As an adult Jonas would remember these words whenever he had the feeling that he was making too big a deal of things. That is my curse, he told himself. I take life too seriously.

But just then all Jonas could think about was the day, sometime far in the future, when he would be put to the test. His life would culminate in this, the moment when he actually saved a life; his presence on earth would be justified by one sensational exploit, broadcast live, as it were, on prime-time television. Everything was to be a preparation for this. Daniel had a calendar with a metal plate on the back and a red metal ring. Most people moved the ring from one day to the next, but Daniel set it only around important dates. Jonas knew that the moment for his dazzling deed awaited him on one of those magnetic, red-circle days.

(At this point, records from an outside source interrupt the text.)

PR #4797, opened 2023-01-13
3.x Use more aggressive timeouts for s3api call when downloading custom cookbooks

davprat:
### Description of changes
* Set connection timeout for AWS CLI call to s3api to timeout after 2 minutes with 3 attempts to connect.
* This is done to fail compute node launch faster if there is no connectivity from the compute node to AWS services.
* Before this change it would make 5 attempts with each attempt taking ~8minutes for a total time to failure of ~40m.
* With this change the TTF should be ~6m
* Reason for s3 failure is now included in the user_data.sh exit reason.

### Tests
* Deployed a cluster with a custom cookbook where the compute fleet was deployed into an isolated subnet.
* Compute nodes successfully self-terminated after ~6m.

### Checklist

### DIFF
--- a/cli/src/pcluster/resources/compute_node/user_data.sh
+++ b/cli/src/pcluster/resources/compute_node/user_data.sh
@@ -149,14 +149,21 @@ write_files:
       [ -f /etc/profile.d/proxy.sh ] && . /etc/profile.d/proxy.sh
       custom_cookbook=${CustomChefCookbook}
       export _region=${AWS::Region}
+      cookbook_retry_strategy=--retry 3
       s3_url=${AWS::URLSuffix}
       if [ "${!custom_cookbook}" != "NONE" ]; then
         if [[ "${!custom_cookbook}" =~ ^s3://([^/]*)(.*) ]]; then
-          bucket_region=$(aws s3api get-bucket-location --bucket ${!BASH_REMATCH[1]} | jq -r '.LocationConstraint')
+          export AWS_RETRY_MODE=standard
+          export AWS_MAX_ATTEMPTS=2
+          # S3API_RESULT=$(aws s3api get-bucket-location --debug --cli-connect-timeout 60 --bucket ${!BASH_REMATCH[1]} 2>&1 | tee -a /var/log/aws.log) || error_exit "${!S3API_RESULT}"
+          S3API_RESULT=$(aws s3api get-bucket-location --cli-connect-timeout 15 --bucket ${!BASH_REMATCH[1]} 2>&1) || error_exit "${!S3API_RESULT}"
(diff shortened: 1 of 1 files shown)


cli/src/pcluster/resources/compute_node/user_data.sh
```diff
@@ -149,10 +149,23 @@ write_files:
       [ -f /etc/profile.d/proxy.sh ] && . /etc/profile.d/proxy.sh
       custom_cookbook=${CustomChefCookbook}
       export _region=${AWS::Region}
+
+      # The default curl setting will timeout the connect attempt at 5 minutes, so
+      # having the retry count set to 3 will result in 15m to failure if there is
+      # no internet connectivity from the compute node.
+      cookbook_url_retry_strategy=--retry 3
```
chenwany, line 156: It looks like we are not changing the numbers of retry in this PR?  The original retry is also 3 times

cli/src/pcluster/resources/compute_node/user_data.sh
```diff
@@ -149,10 +149,23 @@ write_files:
...
       s3_url=${AWS::URLSuffix}
       if [ "${!custom_cookbook}" != "NONE" ]; then
         if [[ "${!custom_cookbook}" =~ ^s3://([^/]*)(.*) ]]; then
-          bucket_region=$(aws s3api get-bucket-location --bucket ${!BASH_REMATCH[1]} | jq -r '.LocationConstraint')
+          export AWS_RETRY_MODE=standard
```
chenwany, line 160: `standard` is the default `AWS_RETRY_MODE` for aws CLI V2.
 I think we are using AWS CLI v1, is `standard` the default `AWS_RETRY_MODE`?

cli/src/pcluster/resources/compute_node/user_data.sh
```diff
@@ -149,10 +149,23 @@ write_files:
...
+          export AWS_MAX_ATTEMPTS=2
```
chenwany, line 161: With export `AWS_MAX_ATTEMPTS` variable here, is this also going to impact the numbers of retries for AWS CLI commands to use somewhere else? Do we want to change the retries to 2 for all the AWS CLI commands? Or do we need to unset AWS_MAX_ATTEMPTS after running `aws s3api` command?

cli/src/pcluster/resources/compute_node/user_data.sh
davprat: I believe the default for v1 is `legacy`: https://docs.aws.amazon.com/cli/v1/userguide/cli-configure-retries.html

PR #4800, opened 2023-01-17
[Isolated Regions] Add support for isolated regions: us-iso-* and us-isob-*

gmarciani:
### Description of changes
Added support for isolated regions: us-iso-* and us-isob-*

### Tests
* Unit tests
* Manual test creating a cluster
* Full regression tests will be done by the authoritative pipeline


dreambeyondorange (dismissed):

cli/src/pcluster/utils.py
```diff
@@ -36,18 +36,48 @@
 
 LOGGER = logging.getLogger(__name__)
 
+DEFAULT_PARTITION = "aws"
+PARTITION_MAP = {
+    "cn": "aws-cn",
```
lukeseawalker: why not `cn-?`

cli/src/pcluster/utils.py
```diff
@@ -36,18 +36,48 @@
...
+    "us-gov": "aws-us-gov",
```
lukeseawalker: why not`us-gov-`?

cli/src/pcluster/utils.py
```diff
@@ -36,18 +36,48 @@
...
+    "us-iso-": "aws-iso",
+    "us-isob": "aws-iso-b",
```
lukeseawalker: why not `us-isob-`?

cli/src/pcluster/resources/batch/docker/scripts/modify_yum_vars.sh
```diff
@@ -41,14 +41,22 @@ main() {
...
+    local REGION="${1}"
+    local AWS_DOMAIN="amazonaws.com"
+    if [[ ${REGION} == cn-* ]]; then
+        AWS_DOMAIN="amazonaws.com.cn"
+    elif [[ ${REGION} == us-iso-* ]]; then
+        AWS_DOMAIN="c2s.ic.gov"
+    elif [[ ${REGION} == us-isob-* ]]; then
+        AWS_DOMAIN="sc2s.sgov.gov"
+    fi
+    if [[ ${REGION} == cn-* ]] || [[ ${REGION} == us-iso-* ]] || [[ ${REGION} == us-isob-* ]]; then
```
lukeseawalker: instead of duplicating the comparison logic here, why not just check if AWS_DOMAIN is different from the default then enter the if

cli/src/pcluster/utils.py
gmarciani: No specific reason. I agree to use `cn-` instead of `cn`.

cli/src/pcluster/utils.py
gmarciani: No specific reason. I agree to use `us-gov-` instead of `us-gov`.

cli/src/pcluster/utils.py
gmarciani: No specific reason. I agree to use `us-isob-` instead of `us-isob`.

cli/src/pcluster/resources/batch/docker/scripts/modify_yum_vars.sh
gmarciani: Good point, doing

lukeseawalker (approved):
LGTM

Then, one Saturday morning when they awoke to the Goldberg variation no. 6 and the smell of frying bacon, Jonas noticed that the red ring on Daniel’s calendar was circling that very day. For a second he construed this as an ominous sign. But his brother lay grinning in his bed. ‘Today you’re going to see so many naked women that you’ll never be the same again,’ Daniel said. Jonas breathed a sigh of relief, not knowing that this was also the day when he was to be put to the test.

Now though, for all the basic training of his boyhood, he was powerless. Down below in the church a father lay dead. Holding his breath would do no good. Artificial respiration would do no good. The day before, Jonas had stood by the open coffin, regarding his father’s body. Haakon Hansen looked as though he were alive. Intact. All that was missing, so it seemed, was a little cog. A glowing spot behind his ribs, that glow which wove the network of tiny links between his organs. As Jonas stood there beside the coffin an old question presented itself: What should you take with you? What makes life life? What gives life life?

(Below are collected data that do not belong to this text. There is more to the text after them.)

PR #4802, opened 2023-01-17
[3.x] Create THIRD-PARTY-LICENSES.txt file using create-attribution-doc.sh

himani2411:
### Description of changes
* Add a Bash script to create THIRD_PARTY_LICENSES.txt 
* Added Python License depending on the version where you run this script

### Tests
* Local tests to create a THIRD_PARTY_LICENSES.txt 

### Checklist

### DIFF
--- a/util/create-attribution-doc.sh
+++ b/util/create-attribution-doc.sh
@@ -1,12 +1,15 @@
 #!/bin/bash
 
 set -ex
+# Install the python version if it doesnt exist
+if test ! -d ${PYENV_ROOT}/versions/3.9.10;
+then 
+  env PYTHON_CONFIGURE_OPTS="--enable-shared" pyenv install 3.9.10
+fi
 
-pyenv virtualenv attribution-doc-env
+pyenv virtualenv 3.9.10 attribution-doc-env
 # switch to a specific virtual env
 source ${PYENV_ROOT}/versions/attribution-doc-env/bin/activate
-
-
 
 # Update Pip
 pip3 install --upgrade pip
@@ -22,10 +25,10 @@ pip3 install -e cli
 #pip3 install -r requirements.txt
 
 final_license_file=THIRD-PARTY-LICENSES.txt
-python_license_file=python_license.txt
-aws_cdk_license_file=aws-cdk-license.txt
+
 # Create a list of aws cdk Sub-packages we want to ignore 
 aws_cdk_ignore_subpackages=$(pip list | grep cdk | awk '{print $1}') 
+aws_cdk_version=$(pip list | grep cdk | awk '{print $2}'| head -n 1)
 # Create a pip License document
 pip-licenses -i $aws_cdk_ignore_subpackages aws-parallelcluster pip-licenses --format=plain-vertical --with-license-file --with-urls --no-license-path --with-authors --output-file=$final_license_file
 
@@ -34,13 +37,15 @@ pip-licenses -i $aws_cdk_ignore_subpackages aws-parallelcluster pip-licenses --f
 cpy_version=$(python -V |  grep -Eo '([0-9]+)(\.?[0-9]+)' | head -1) 
 
 
-# Add other License in the final file
-# Get Aws-cdk License file
-echo "aws-cdk; https://raw.githubusercontent.com/aws/aws-cdk/main/LICENSE" >> $final_license_file
+# Appending aws-cdk and Python License to the THIRD-PARTY-LICENSES file
+# Adding a header for aws-cdk version and License URL to THIRD-PARTY-LICENSES file
+echo "aws-cdk $aws_cdk_version; https://raw.githubusercontent.com/aws/aws-cdk/main/LICENSE" >> $final_license_file
+# Appending aws-cdk License to THIRD-PARTY-LICENSES file
 curl https://raw.githubusercontent.com/aws/aws-cdk/main/LICENSE >> $final_license_file
-# Download Python License file
-echo -e "\nPython $cpy_version " >> $final_license_file
-curl $python_license_file https://raw.githubusercontent.com/python/cpython/$cpy_version/LICENSE >> $final_license_file
+# Adding a header for Python version and License URL to THIRD-PARTY-LICENSES file
+echo -e "\nPython $cpy_version; https://raw.githubusercontent.com/python/cpython/$cpy_version/LICENSE " >> $final_license_file
+# Appending Python License to THIRD-PARTY-LICENSES file
+curl https://raw.githubusercontent.com/python/cpython/$cpy_version/LICENSE >> $final_license_file
 
 
 deactivate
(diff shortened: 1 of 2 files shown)


util/create-attribution-doc.sh
```diff
@@ -0,0 +1,47 @@
+#!/bin/bash
+
+set -ex
+
+pyenv virtualenv attribution-doc-env
```
dreambeyondorange: should we specify the python version here?  This may not be python 3.

util/create-attribution-doc.sh
```diff
@@ -0,0 +1,47 @@
...
+# switch to a specific virtual env
+source ${PYENV_ROOT}/versions/attribution-doc-env/bin/activate
+
+
+
+# Update Pip
+pip3 install --upgrade pip
```
dreambeyondorange, line 15: If we are using pyenv, shouldn't this be just `pip`?

util/create-attribution-doc.sh
```diff
@@ -0,0 +1,47 @@
...
+# install pcluster via source
+cd ..
+pip3 install -e cli
+#pip3 install -r requirements.txt
+
+final_license_file=THIRD-PARTY-LICENSES.txt
+python_license_file=python_license.txt
+aws_cdk_license_file=aws-cdk-license.txt
+# Create a list of aws cdk Sub-packages we want to ignore 
+aws_cdk_ignore_subpackages=$(pip list | grep cdk | awk '{print $1}')
```
dreambeyondorange, line 30: Can we safely assume all the packages use the same license?

util/create-attribution-doc.sh
```diff
@@ -0,0 +1,47 @@
...
+pip3 install -e cli
+#pip3 install -r requirements.txt
+
+final_license_file=THIRD-PARTY-LICENSES.txt
+python_license_file=python_license.txt
+aws_cdk_license_file=aws-cdk-license.txt
+# Create a list of aws cdk Sub-packages we want to ignore 
+aws_cdk_ignore_subpackages=$(pip list | grep cdk | awk '{print $1}') 
+# Create a pip License document
+pip-licenses -i $aws_cdk_ignore_subpackages aws-parallelcluster pip-licenses --format=plain-vertical --with-license-file --with-urls --no-license-path --with-authors --output-file=$final_license_file
```
dreambeyondorange, line 33: Does this also capture transitive dependencies?  I.e. the dependencies of our dependencies?

util/create-attribution-doc.sh
```diff
@@ -0,0 +1,47 @@
...
+
+
+#Getting python version
+cpy_version=$(python -V |  grep -Eo '([0-9]+)(\.?[0-9]+)' | head -1) 
+
+
+# Add other License in the final file
```
dreambeyondorange: I would suggest clarifying this comment a bit more.  What exactly are we doing?

util/create-attribution-doc.sh
```diff
@@ -0,0 +1,47 @@
...
+# Get Aws-cdk License file
+echo "aws-cdk; https://raw.githubusercontent.com/aws/aws-cdk/main/LICENSE" >> $final_license_file
```
dreambeyondorange: can you get this from the pyenv instead of fetching online?

util/create-attribution-doc.sh
```diff
@@ -0,0 +1,47 @@
...
+curl https://raw.githubusercontent.com/aws/aws-cdk/main/LICENSE >> $final_license_file
+# Download Python License file
```
dreambeyondorange: Is this also available locally?

dreambeyondorange (commented):
Nice work!

util/create-attribution-doc.sh
himani2411: Initially i did keep the python version as 3.9.10. But, when I run this script from another virtual environment it takes the Python version used in that environment. We can keep a comment to run this in the latest python version.  Or I could keep this at the latest python 3 version.

util/create-attribution-doc.sh
himani2411: Yes, all f the sub-packages use the same version and the same license which is why in order to remove the duplication, I have added the aws-cdk license once, which is what we do in the older version of 3rd party license too

util/create-attribution-doc.sh
himani2411: yes, it does. For example, https://github.com/raimon49/pip-licenses/issues/41

util/create-attribution-doc.sh
himani2411: The Python License file location could differ might change for others, I found getting it online much more straitforward.

util/create-attribution-doc.sh
himani2411: I would have to take into account the packages and the versions for finding this. I could find this locally, but isnt it straightforward to get it online. Is there a reason I shouldnt?

util/create-attribution-doc.sh
himani2411: I did add other comments below these, but will elaborate on them on a high level.

util/create-attribution-doc.sh
himani2411: If I keep the latest python version I think we wouldnt have to worry about this

util/create-attribution-doc.sh
dreambeyondorange: I don't think it makes sense to set this up without specifying the version of python.  I'm not sure I understand `when I run this script from another virtual environment it takes the Python version used in that environment`.  Aren't you creating the virtual environment here?

util/create-attribution-doc.sh
dreambeyondorange: I don't think we should be using the pyenv and pip3 at the same time.  Either we set up the virtual env and use the package manager for it, or we require 3.x and use pip3

util/create-attribution-doc.sh
dreambeyondorange: how do you guarantee that what you are fetching online is the same version you have locally?

util/create-attribution-doc.sh
dreambeyondorange: similarly, how do you know it matches what you have?

util/create-attribution-doc.sh
himani2411: I have specified the python version to 3.9.10

util/create-attribution-doc.sh
himani2411: I have specified the python version to 3.9.10. So should resolve the use of pip3

util/create-attribution-doc.sh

Jonas Wergeland sat at the organ manuals, terraces of keys, putting everything he had into the playing: fingers, feet, his whole body. This was a day with a heavy red ring around it, a red-letter day for Grorud, one which would always be remembered — not least on account of the unforeseen intermezzo occasioned by an uninvited guest, a personage who showed up dressed in orange even though black was the order of the day, a jungle flower in a dim Norwegian pine forest. ‘Haakon Hansen was a Buddhist,’ was just one of the rumours which would circulate later. ‘For over thirty years we’ve had a Buddhist for an organist in Grorud Church.’ Jonas sat up in the organ loft, accompanying a packed church in ‘Lead kindly light, amid th’encircling gloom’. And they could have used the light, because it was an exceptionally grey autumn day outside. But the congregation sang fit to make the stained glass glow and the eye of God in the triangle at the top of the large fresco behind the altar look down with gladness upon them.

Before the service began, before making his way up to the organ loft, Jonas had stayed downstairs for a while. He had run an eye over the packed pews, listened to the murmur of voices, inhaled the scent of mingled perfumes. The mood was buoyant, not unlike the first minutes at a big party where the guests have not seen each other in ages. Before him, Jonas saw a cross-section of his own life, his life encapsulated in a church. Here were girls, now women, who had protested when he pawed their breasts; here were mothers, now elderly ladies, who had complained when he played the Stones’s ‘The Last Time’ too loud at Badedammen; here were old men, now ancients, who had shaken their fists at him when he knocked off their hats with snowballs. All tenderly smiling. This was a time for peace and reconciliation. Jonas spotted people he had not seen in years, folk from the housing estate; he nodded to Five-Times Nilsen and his lady wife, nodded to Bastesen the caretaker, who had actually shaved for the occasion, then he was tapped gently on the shoulder by Karen Mohr, the Grey Eminence herself: ‘Your father, he would have been worthy,’ was all she said. And Jonas knew: ‘No greater compliment could any man receive.’